ESKİMİŞ VE ESKİMEYE BAŞLAMIŞ MESLEKLER

Her lonca kendi içindeki çalışma düzeninde, üretim, satış ya da hizmet bakımından bağlantılı olduğu loncalarla olan iktisadi ilişkilerinde ve bulunduğu kent ya da kasabadaki esnaf ve zenaatkar topluluğuyla sürdürdüğü ilişkilerde genel hukuk kuralları yanında geleneklere ve nizamnamelere uymak zorundaydı. Tarihten gelen gelenekleri ve kendilerince oluşturdukları nizamnameler bakımından loncalar özerk birer topluluk sayılabilir.
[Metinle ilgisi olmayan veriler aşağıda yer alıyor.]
PR #473, opened 2024-01-02
Add parquet as export option

fvankrieken:
So gdal is only available via apt/apt-get as version 3.6.2 (on debian stable at least). So I've gone with a manual install of gdal. Took a bit of work making sure the right dependencies for our workflows are installed.

Went about this by making a nycplanning "base" docker image. This image simply is basically just the python3.11-slim debian image with gdal (and necessary support for python bindings, postgres driver, parquet driver) installed. The manual install takes like 15 min, and I figured when we're doing our dev image builds (during PR tests), it'd be nice to have gdal already set up to save time.

So general workflow around builds
- `base` - never automatically built. Builds via workflow dispatch. Base image `python:3.11-slim`. In general, assume we won't be updating this much
- `build-base`/`build-geosupport`/`dev` - all use `base` as their base image. Are built whenever we push to main, and are built for specific dev branches (and used for tests) when changes to `docker` or `python` folders are present.
- `build-geosupport` - bit of a legacy image at this point. Still uses python:3.11-slim

Main outstanding question for me is how we want to go about parquet files. I think it'd be nice to start exporting parquet whenever we export, and gradually phase out sql? We already have import logic for parquet implemented. It might be useful to add logic to try to default to parquet and fall back to pgdump? Open to thoughts


fvankrieken:
Closing for now - just don't want to put the time into getting gdal 3.8.2 working on our debian stable images

fvankrieken:
Reopening - got this working without too much work on our current base image with a manual gdal install

.devcontainer/docker-compose.yml
```diff
@@ -13,30 +13,3 @@ services:
...
-    # Runs app on the same network as the database container, allows "forwardPorts" in devcontainer.json function.
-    network_mode: service:db
-
-    # Uncomment the next line to use a non-root user for all processes.
-    # user: vscode
-
-    # Use "forwardPorts" in **devcontainer.json** to forward an app port locally.
-    # (Adding the "ports" property to this file will not forward from a Codespace.)
-
-  db:
```
fvankrieken, line 25: Just seemed like this was overkill since we're often using dev environments in edm-data now. Figure it makes more sense to set up postgres locally as-needed and default to no db, free up some resources when developing locally

.github/workflows/python_compile_requirements.yml
```diff
@@ -31,6 +29,6 @@ jobs:
           add-paths: python/
           title: Compile python requirements
           author: github-actions[bot] <github-actions[bot]@users.noreply.github.com>
-          assignees: fvankrieken, damonmcc, alexrichey, sf-dcp
+          assignees: ${{ github.event_name == 'schedule' && 'fvankrieken, damonmcc, alexrichey, sf-dcp' || '' }}
```
fvankrieken, line 32: Something was weird in my dev container so ran this via action. Figured in these cases when the PR is generated we don't need to assign us

docker/build-base/Dockerfile
```diff
@@ -1,5 +1,4 @@
-ARG PYTHON_VERSION
-FROM python:${PYTHON_VERSION}-slim
+FROM nycplanning/base:latest
```
fvankrieken, line 1: Debated if "build-base" was now redundant and if we could just "merge" it with base, but base takes longer to build (15 min - not that long but a bit annoying if you're waiting on that for your pr tests), and since we don't expect to bump gdal or python version often we can treat it a bit more constant. Meanwhile build-base can still have its python versions bumped and then tested in a dev image in PRs

.devcontainer/docker-compose.yml
fvankrieken: Maybe I'll add these back in "docker-compose_db.yml" or something like that so the option is easily there

dcpy/library/cli.py
```diff
@@ -17,7 +17,7 @@
 @app.command()
 def archive(
     path: str = typer.Option(None, "--path", "-f", help="Path to config yml"),
-    output_formats: list[str] = typer.Option(["pgdump"], "--output-format", "-o", help="csv, geojson, shapefile, pgdump and postgres"),
+    output_formats: list[str] = typer.Option(["parquet"], "--output-format", "-o", help="csv, geojson, shapefile, pgdump and postgres"),
```
fvankrieken, line 20: I'll revert this for now

docker/build-base/Dockerfile
damonmcc: definitely like having a lowest-level image to put things that take a long time to build and that we don't often change in PRs

damonmcc:
> Main outstanding question for me is how we want to go about parquet files. I think it'd be nice to start exporting parquet whenever we export, and gradually phase out sql? We already have import logic for parquet implemented. It might be useful to add logic to try to default to parquet and fall back to pgdump? Open to thoughts

I'm in favor of exporting all primary formats when we archive a dataset. that would let us phase out sql later and we won't have to run an archive multiple times in the same day (a current issue with Pluto and FacDB using COLP but in different formats). so maybe parquet, pgdumb, and csv?

seems like action run time and data-library bucket storage would be the only cons?

fvankrieken:
> > Main outstanding question for me is how we want to go about parquet files. I think it'd be nice to start exporting parquet whenever we export, and gradually phase out sql? We already have import logic for parquet implemented. It might be useful to add logic to try to default to parquet and fall back to pgdump? Open to thoughts
> 
> I'm in favor of exporting all primary formats when we archive a dataset. that would let us phase out sql later and we won't have to run an archive multiple times in the same day (a current issue with Pluto and FacDB using COLP but in different formats). so maybe parquet, pgdumb, and csv?
> 
> seems like action run time and data-library bucket storage would be the only cons?

I'm open to it. I still think for this PR, let's not change norms - I'd like to do a bit more testing within pipelines, and keep this PR as "enable" parquet rather than switch to parquet

docker/config.sh
```diff
@@ -16,12 +17,25 @@ function install_mc {
...
 
-function install_gdal_python_reqs {
-    apt-get install -y libgdal-dev \
-        && apt-get -y install --reinstall build-essential
+function install_gdal {
+    wget https://apache.jfrog.io/artifactory/arrow/$(lsb_release --id --short | tr 'A-Z' 'a-z')/apache-arrow-apt-source-latest-$(lsb_release --codename --short).deb
+    sudo apt-get install -y -V ./apache-arrow-apt-source-latest-$(lsb_release --codename --short).deb
+    sudo apt-get update
+
+    sudo apt-get install -y -V libproj-dev libgeos-dev libarrow-dev libparquet-dev cmake
```
damonmcc, line 25: to confirm, is this to install arrow/parquet things because _we_ wanna use GDAL + parquet or because GDAL 3.8.2 requires these?

fvankrieken: The GDAL parquet driver requires them

fvankrieken: for the other packages here, proj and geos are needed for gdal, cmake is used to run the build/install

dcpy/library/cli.py
fvankrieken: reverted

damonmcc (approved):
🚀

Ancak devlet askeri ihtiyacı karşılamaya yönelik dallarda ya da olağanüstü durumlarda bu özelliği ortadan kaldırmaya kadar varan müdahalelerde bulunabiliyordu. Ayrıca narh sistemiyle de bu özerklik devlet eliyle sınırlanmıştı. Loncaların çalışma ve yetki alanı Osmanlı Devleti'nin temel yönetsel birimi olan "kaza" ile sınırlıydı. Ancak İstanbul gibi geniş esnaf ve zenaatkar topluluklarının faaliyet gösterdiği yerlerde bu sınır daha daraltılmış, semtlerle sınırlanmıştı. Osmanlı döneminde loncaların önemli bir özelliği aşırı derecede ihtisaslaşmasıdır. Örneğin en eski ve köklü geleneklere sahip olan, Anadolu'da Ahiliğin kurucusu Ahi Evran'ın da bu meslekten olması dolayısıyla esnaf ve zenaatkarlar arasında itibarlı bir yeri bulunan dericilik, ham maddeden mamul madde haline gelinceye kadar ki aşamaları bakımından celepler, sığır kasapları, koyun kasapları, ham deriyi işleyen debbağlar ve bundan mamul madde yapan saraçlar, kavaflar, deri boyacıları, deri tulumcular, eyerciler, yularcılar, kolancılar, kamçıcılar, meşinci ve sahtiyancılar, ciltçiler gibi birçok ayrı lonca biçiminde örgütlenmişti. Ancak bu türden bir örgütlenme ancak büyük miktarda üretim yapılan yerlere özgüydü. Bir loncanın kurulması ve yaşayabilmesi için o işkolunda belirli bir sayıda işyeri ve usta olması gerekliydi. Eğer bir kent ya da kasabanın o alandaki gereksinimini bir ya da birkaç işyeri karşılayabiliyorsa, bunlar kendi işkollarına en yakın yerdeki loncaya katılırdı. Bunlara "mülhak", bazı yerlerde de "yamak" denirdi.